Task goal: Find the string "usize" in the material. Copy every line that has it.

⟨

PR #2059, opened 2025-05-16
Add toolchain file for nightly formatting

rushilmehra:
This will help instruct auto formatters like rust analyzer to use the
nightly toolchain.


evanrittenhouse (approved):

rushilmehra:
Don't think this is possible unfortunately, this overrides the toolchain for everything and it doesn't seem like this is possible to restrict to just rustfmt

PR #2060, opened 2025-05-16
tokio-quiche: always set UDP_SEGMENT cmsg when calling sendmsg()

rushilmehra:
Current logic avoids setting the UDP_SEGMENT cmsg on sendmsg() calls when sending a single packet over the wire. However, there are niche cases where it's desirable to update the segment size after a socket has been created. If the updated segment size is greater than what the socket was initialized with, and we omit the UDP_SEGMENT cmsg, then the kernel will fall back to the segment size that is configured on the socket and erroneously truncate the packet on the way out.

We now set the UDP_SEGMENT cmsg on each packet no matter what.

To help avoid this footgun, we now initialize GSO on the socket with the maximum possible segment size.

### DIFF
--- a/tokio-quiche/src/lib.rs
+++ b/tokio-quiche/src/lib.rs
@@ -194,9 +194,7 @@ where
             #[cfg_attr(not(target_os = "linux"), expect(unused_mut))]
             let mut socket = s.try_into()?;
             #[cfg(target_os = "linux")]
-            socket.apply_max_capabilities(
-                params.settings.max_send_udp_payload_size,
-            );
+            socket.apply_max_capabilities();
             Ok(socket)
         })
         .collect::<io::Result<_>>()?;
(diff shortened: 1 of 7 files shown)


tokio-quiche/src/lib.rs
```diff
@@ -194,9 +194,7 @@ where
             #[cfg_attr(not(target_os = "linux"), expect(unused_mut))]
             let mut socket = s.try_into()?;
             #[cfg(target_os = "linux")]
-            socket.apply_max_capabilities(
-                params.settings.max_send_udp_payload_size,
```
antoniovicente, line 198: params argument seems unused.  Could it be removed from listen()?

rushilmehra: `params` is piped down into `listen_with_capabilities`

antoniovicente: You may need to rename to _params

rushilmehra: Piping it to `listen_with_capabilities` is still considered as using the parameter

antoniovicente: I missed that line, sorry :)

antoniovicente (dismissed):

antoniovicente (approved):

PR #2062, opened 2025-05-20
gcongestion: don't consider app limited rounds for bw growth

ghedo:
Currently rounds without growth that are app limited are counted towards the threshold for number of rounds without growth.

### DIFF
--- a/quiche/src/recovery/gcongestion/bbr2/network_model.rs
+++ b/quiche/src/recovery/gcongestion/bbr2/network_model.rs
@@ -182,8 +182,12 @@ pub(super) struct BBRv2NetworkModel {
     full_bandwidth_baseline: Bandwidth,
     rounds_without_bandwidth_growth: usize,
 
-    // Used by STARTUP and PROBE_UP to decide when to exit.
+    /// Used by STARTUP and PROBE_UP to decide when to exit.
     rounds_with_queueing: usize,
+
+    /// Determines whether app limited rounds with no bandwidth growth count
+    /// towards the rounds threshold to exit startup.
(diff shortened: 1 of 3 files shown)


antoniovicente:
Code change looks good.  Could we protected with a parameter in bbr2.rs Params and add an override to BbrParams?

https://github.com/cloudflare/quiche/blob/master/quiche/src/recovery/gcongestion/mod.rs#L168

ghedo:
Added BBR parameter to enable the new behaviour (and disabled by default).

quiche/src/recovery/gcongestion/bbr2/network_model.rs
```diff
@@ -611,12 +618,15 @@ impl BBRv2NetworkModel {
...
+
+        if !ignore_round {
+            self.rounds_without_bandwidth_growth += 1;
+        }
 
         // full_bandwidth_reached is only set to true when not app-limited
-        if self.rounds_without_bandwidth_growth >= params.startup_full_bw_rounds &&
-            !congestion_event.last_packet_send_state.is_app_limited
-        {
+        if self.rounds_without_bandwidth_growth >= params.startup_full_bw_rounds {
```
antoniovicente, line 629: But alert: we lost the `&& !congestion_event.last_packet_send_state.is_app_limited` in the next line.

That was fine when `self.rounds_without_bandwidth_growth` was only incremented when not appl limited, but that's no longer the case with the introduction of config.

antoniovicente (approved):
Thanks

rushilmehra (approved):

PR #2064, opened 2025-05-20
Emit statistics from when a CCA exits Startup

toidiu:
This PR emits stats from when a CCA exits the startup phase. Its currently only implemented for gcongestion (BBR).

**How to review**
Its probably best to review this code one commit at a time. The second commit modified the `startup.rs` and the most important piece. The other two commits are essentially the glue.

**Callouts**
This replaces https://github.com/cloudflare/quiche/pull/2057 and https://github.com/cloudflare/quiche/pull/2061. Those were trying to refactor the code, which has a lot of side effects and were introducing bugs in the process. This PR avoids refactoring the code to avoid that pitfall.

### DIFF
--- a/quiche/src/recovery/gcongestion/bbr2/startup.rs
+++ b/quiche/src/recovery/gcongestion/bbr2/startup.rs
@@ -31,6 +31,9 @@
 use std::time::Instant;
 
 use crate::recovery::gcongestion::bbr2::Params;
+use crate::recovery::RecoveryStats;
+use crate::recovery::StartupExit;
+use crate::recovery::StartupExitReason;
 
 use super::mode::Mode;
 use super::mode::ModeImpl;
@@ -55,6 +58,7 @@ impl ModeImpl for Startup {
         _acked_packets: &[Acked], _lost_packets: &[Lost],
         congestion_event: &mut BBRv2CongestionEvent,
         _target_bytes_inflight: usize, params: &Params,
+        recovery_stats: &mut RecoveryStats, cwnd: usize,
     ) -> Mode {
         if self.model.full_bandwidth_reached() {
             return self.into_drain(event_time, Some(congestion_event), params);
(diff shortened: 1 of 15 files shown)


quiche/src/recovery/gcongestion/bbr2/startup.rs
```diff
@@ -70,21 +70,45 @@ impl ModeImpl for Startup {
...
+
+            if self.model.full_bandwidth_reached() {
+                recovery_stats.set_startup_exit(StartupExit::new(
+                    cwnd,
+                    StartupExitReason::Loss,
+                ));
+            }
         }
 
         if self.model.full_bandwidth_reached() {
```
antoniovicente, line 114: I would consider calling `recovery_stats.set_startup_exit` in the next line before the call to `self.into_drain` with an exit reason computed from the branches above.  The reason being it providing a single place where this stat is initialized, so it would be easier to add extra info to StartupExit in the future.  But your version is fine for now, let's go with it.

quiche/src/recovery/mod.rs
```diff
@@ -572,7 +572,16 @@ impl ReleaseDecision {
...
 #[derive(Default, Debug)]
 pub struct RecoveryStats {
-    pub startup_exit: Option<StartupExit>,
+    startup_exit: Option<StartupExit>,
+}
+
+impl RecoveryStats {
+    // Record statistics when a CCA first exits startup.
+    pub fn set_startup_exit(&mut self, startup_exit: StartupExit) {
+        if let None = self.startup_exit {
```
antoniovicente, line 581: Possible nit, this is equivalent to: `if self.startup_exit.is_none() {`

Clippy seems to have a similar opinion:
```
error: redundant pattern matching, consider using `is_none()`
   --> quiche/src/recovery/mod.rs:581:16
    |
581 |         if let None = self.startup_exit {
    |         -------^^^^-------------------- help: try: `if self.startup_exit.is_none()`
    |
    = help: for further information visit [https://rust-lang.github.io/rust-](https://rust-lang.github.io/rust-clippy/master/index.html#redundant_pattern_matching)
```

quiche/src/recovery/gcongestion/bbr2/startup.rs
```diff
@@ -31,6 +31,9 @@
 use std::time::Instant;
 
 use crate::recovery::gcongestion::bbr2::Params;
+use crate::recovery::RecoveryStats;
+use crate::recovery::StartupExit;
+use crate::recovery::StartupExitReason;
```
antoniovicente, line 36: Some of these includes seem unused in this commit, but will become used when looking at the full PR.  I recommend squashing on merge since CI / clippy does not run cleanly on each commit.

I would consider squashing commits now.

antoniovicente (commented):
Looks good otherwise.

quiche/src/recovery/gcongestion/bbr2/startup.rs
toidiu: Yep I want to squash commit.. wish that was the default. I can do that since you are done with the review.

Breaking into separate commits was done by eye (for the ease of review) so I am not surprised I missed that.

quiche/src/recovery/mod.rs
```diff
@@ -566,6 +569,50 @@ impl ReleaseDecision {
...
+pub struct StartupExit {
+    /// The congestion_window recorded at Startup exit.
+    pub cwnd: usize,
+
+    /// The reason a CCA exited the startup phase.
+    pub reason: StartupExitReason,
+}
+
+impl StartupExit {
+    fn new(cwnd: usize, reason: StartupExitReason) -> Self {
```
antoniovicente, line 598: I think this function is now unused after your refactor to [startup.rs](https://github.com/cloudflare/quiche/pull/2064/files#diff-0d91abc11d379b124d2a6a20e11d1e04bc52581bbedffcc9a3cad414ec45b5e8)

quiche/src/recovery/gcongestion/bbr2/startup.rs
```diff
@@ -64,26 +68,47 @@ impl ModeImpl for Startup {
...
-        #[allow(clippy::absurd_extreme_comparisons)]
-        if params.max_startup_queue_rounds > 0 && !has_bandwidth_growth {
+        let check_persisten_queue =
+            params.max_startup_queue_rounds > 0 && !has_bandwidth_growth;
+        if check_persisten_queue {
             // 1.75 is less than the 2x CWND gain, but substantially more than
             // 1.25x, the minimum bandwidth increase expected during
             // STARTUP.
             self.model.check_persistent_queue(1.75, params);
+            if self.model.full_bandwidth_reached() {
```
antoniovicente, line 86: `if startup_exit_reason.is_none() && self.model.full_bandwidth_reached() {`

toidiu: The none check is now part of the `set_startup_exit` function.

antoniovicente (approved):
Looks great.  Thanks!

PR #2065, opened 2025-05-23
Allow configuring pmtud during the TLS handshake

rushilmehra:


quiche/src/lib.rs
```diff
@@ -7197,6 +7220,18 @@ impl<F: BufFactory> Connection<F> {
...
                     }
+
+                    if let Some(discover) = ex_data.pmtud {
+                        let path = self.paths.get_active_mut()?;
+
+                        path.pmtud.enable(discover);
+                        // It's harmless to set probe size even if we're disabling
+                        // pmtud.
+                        path.pmtud.set_probe_size(
+                            self.recovery_config.max_send_udp_payload_size,
```
antoniovicente, line 7231: probe size has to be larger than max_send_udp_payload_size for pmtud to do anything.

We need a new parameter that can be set per experiment.

quiche/src/lib.rs
```diff
@@ -7197,6 +7220,18 @@ impl<F: BufFactory> Connection<F> {
                     if ex_data.tx_cap_factor != self.tx_cap_factor {
                         self.tx_cap_factor = ex_data.tx_cap_factor;
                     }
+
+                    if let Some(discover) = ex_data.pmtud {
+                        let path = self.paths.get_active_mut()?;
+
+                        path.pmtud.enable(discover);
```
antoniovicente, line 7227: I think that path mtu discovery needs to be done by path.  We're overriding here based on crypto handshake happening...  I assume that crypto handshake doesn't happen per path, how do we ensure that experiments that enable pmtud use it on every path, not just the first one created?

rushilmehra: Updated to enable pmtud on all existing paths for the connection

quiche/src/path.rs
```diff
@@ -843,6 +843,19 @@ impl PathMap {
 
         Ok(())
     }
+
+    /// Configures path MTU discovery on all existing paths.
+    pub fn set_discover_pmtu_on_existing_paths(
+        &mut self, discover: bool, max_send_udp_payload_size: usize,
+    ) {
+        for (_, path) in self.paths.iter_mut() {
+            path.pmtud.enable(discover);
```
antoniovicente, line 852: What calls path.pmtud.enable on new path creation?

I think we're not modifying `Config {pmtud: bool}` in `lib.rs`.  See call to `path::PathMap::new`

https://github.com/cloudflare/quiche/blob/5a463e767b3c8999a5ce80097879f809ad973957/quiche/src/lib.rs#L1975

rushilmehra: > What calls path.pmtud.enable on new path creation?
> 
> I think we're not modifying `Config {pmtud: bool}` in `lib.rs`. See call to `path::PathMap::new`
> 
> https://github.com/cloudflare/quiche/blob/5a463e767b3c8999a5ce80097879f809ad973957/quiche/src/lib.rs#L1975

We can't modify `Config {pmtud: bool}` in the middle of the handshake, and I think only one `PathMap` is constructed per connection even if you're intending to utilize multiple `Path`s (they just get inserted into that `PathMap`. Also `config.pmtud` is only used for enabling PMTUD on the very initial path. Right now we don't support connection migration, so the initial path is the only one we use, but in the future we'll need to ensure that we enable pmtud for all `Path`s that need it. Out of scope for this PR though imo

antoniovicente (approved):
Thanks for adding tests.

antoniovicente (approved):

PR #2066, opened 2025-05-27
support changing transport params from BoringSSL handshake callbacks

ghedo:
This adds support for changing some transport parameters during the QUIC hanshake from inside BoringSSL callbacks (e.g. `select_cert_cb`). Currently only `max_idle_timeout` and `initial_max_streams_bidi` are supported, but more can be added later if needed.

Each parameter is configured with its own method rather than having a single method taking a new `TransportParameters` value to allow applications to overwrite specific parameters rather than having to provide an entire new set of parameters.

In the future we might consider adding a new `TransportParameters`-like type with optional fields, but that didn't seem necessary here as we are only interested in a few TPs at this point.

Because the server's TPs are sent in the first flight inside TLS messages generated by BoringSSL itself, they need to be re-encoded during the early handshake callback before control is returned to quiche, so this is done directly inside each `*_in_handshake()` method rather than in a single place (e.g. `do_handshake()`).

### DIFF
--- a/quiche/src/lib.rs
+++ b/quiche/src/lib.rs
@@ -2552,6 +2552,81 @@ impl<F: BufFactory> Connection<F> {
         Ok(())
     }
 
+    /// Sets the `max_idle_timeout` transport parameter, in milliseconds.
+    ///
+    /// This function can only be called inside one of BoringSSL's handshake
+    /// callbacks, before any packet has been sent. Calling this function any
+    /// other time will have no effect.
+    ///
+    /// See [`Config::set_max_idle_timeout()`].
+    ///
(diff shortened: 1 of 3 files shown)


quiche/src/lib.rs
```diff
@@ -7227,6 +7297,24 @@ impl<F: BufFactory> Connection<F> {
...
                         );
                     }
+
+                    if ex_data.local_transport_params !=
+                        self.local_transport_params
+                    {
+                        if ex_data.local_transport_params.initial_max_streams_bidi !=
+                            self.local_transport_params
+                                .initial_max_streams_bidi
+                        {
```
toidiu, line 7307: do we really need this if statement? Can we always just call `set_max_streams_bidi` and if they are the same its a noop.

toidiu (approved):

PR #2069, opened 2025-05-28
Expose WouldBlock errors on sendmsg

rushilmehra:


tokio-quiche/src/quic/io/worker.rs
```diff
@@ -528,6 +528,7 @@ where
                     current_send_buf,
                     self.write_state.segment_size,
                     self.write_state.tx_time,
+                    self.metrics.clone(),
```
rushilmehra, line 531: Not sure if this clone is going to add too much overhead. It's possible to rework this to avoid passing in the metrics struct to `send_to`, but it's a bit tedious

evanrittenhouse: Agreed, IMO we should rework it

rushilmehra: Yeah that would work, I was hesitant since it seemed a bit messy but it avoids the clone issue, so might as well. I pushed it up

PR #2070, opened 2025-05-29
Annotate qlog on congestion control state transitions.

antoniovicente:
Based on https://github.com/cloudflare/quiche/pull/1357, but extended to cover BBR2 and HyStart++


quiche/src/recovery/mod.rs
```diff
@@ -270,6 +277,27 @@ impl Recovery {
...
+        &mut self, qlog: &mut qlog::streamer::QlogStreamer, now: Instant,
+    ) {
+        if let Some(ev_data) = self.get_updated_qlog_event_data() {
+            qlog.add_event_data_with_instant(ev_data, now).ok();
+        }
+
+        if let Some(cc_state) = self.get_updated_qlog_cc_state(now) {
+            let ev_data = EventData::CongestionStateUpdated(
+                qlog::events::quic::CongestionStateUpdated {
+                    old: None,
```
evanrittenhouse, line 291: Given we already have the old state, is it worth attaching here for completeness? `self.get_updated_qlog_cc_state` could have return `(curr, prev)` states for use here, for example. Feel free to resolve if it wouldn't give much benefit though

antoniovicente: I'ld need an API to return both old and new.  Visualizations just based on the new state work pretty well.  Is old really needed?

LPardue (dismissed):

LPardue:
Looks good. The only suggestion I had was Maybe we should make the text more consistent and specific. E.g I algorith. Name and version in every variant, so there's no ambiguity . The counterargument is that we could log the algorithm once in a different event, or determine it in some other way

antoniovicente:
> Looks good. The only suggestion I had was Maybe we should make the text more consistent and specific. E.g I algorith. Name and version in every variant, so there's no ambiguity . The counterargument is that we could log the algorithm once in a different event, or determine it in some other way

I could see value in having a qlog message that describes the client and server configs, which would include info on congestion control algorithm name and any tuning parameters that they would like to share.

Having more generic names for the events may allow for use of the same name in multiple contexts, but as we have seen so far the names of the phases of Cubic+hystart differ significantly from the BBR1/BBR2 phases.  There are even some differences in names of the phases between BBR1 and BBR2 since BBR2 breaks down the probe BW phase into multiple sub-phases.

I don't have a strong opinion about adding an alg name prefix to the congestion control annotations; let me know if I should try to do that:
* add cubic/reno prefix to slow_start
* change bbr_ prefix to bbr1_, bbr2, bbr3_

antoniovicente:
> I think adding bbr version is a no brainer, it's just one character.
> 
> For reno/cubic, it's don't have a strong opinion, will leave it to your discretion

Changed the prefix to "bbr2_" for the BBR2 phases.

quiche/src/lib.rs
```diff
@@ -3347,9 +3347,7 @@ impl<F: BufFactory> Connection<F> {
 
         qlog_with_type!(QLOG_PACKET_RX, self.qlog, q, {
```
LPardue, line 3364: So i think there's a latent bug with this line, since the event is a metrics one, it should probably have alway been QLOG_METRICS. However, this makes me realise a broader issue with the change. The way this design is supposed to work is that we only do work when all the stars align on the config of quiche. buried in the qlog_with_type! metric is a check of qlog importance and annoyingly the metrics_updated has `core` importance while congestion_state_updated has `base` importance. 

This means if quiche is configured to log only `core` events, the PR will also log congestion_state_updated which is unexpected. Its not a disaster but ideally we'd be able to avoid this problem when adding the new event. 

The easiest thing to do for now might be to put the code block behind an `if cfg qlog` check and move the qlog_with_type check into your modified `maybe_qlog` function; internally it can then call qlog_with_type for the two different event types it wants to log. This approach, of pushing recovery qlogging deeper into the recovery code seems like a cleaner design anyway. 

WDYT?

quiche/src/recovery/congestion/bbr/mod.rs
```diff
@@ -337,6 +349,10 @@ fn has_custom_pacing() -> bool {
     true
 }
 
+fn state_str(r: &Congestion, _now: Instant) -> &'static str {
```
LPardue, line 354: CI is complaining about "method `state_str` is never used", so I wonder if this function needs to go behind `#[cfg(feature = "qlog")]`

quiche/src/lib.rs
antoniovicente: You're right.  I started looking at a fix, but wondering if it is worth doing as a followup PR since there are other qlog changes blocked behind this one.

LPardue: lets take it as follow up work since it was already like this

LPardue (approved):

⟩

Response below:
     rounds_without_bandwidth_growth: usize,
     rounds_with_queueing: usize,
         _target_bytes_inflight: usize, params: &Params,
+        recovery_stats: &mut RecoveryStats, cwnd: usize,
+    pub cwnd: usize,
+    fn new(cwnd: usize, reason: StartupExitReason) -> Self {
+        &mut self, discover: bool, max_send_udp_payload_size: usize,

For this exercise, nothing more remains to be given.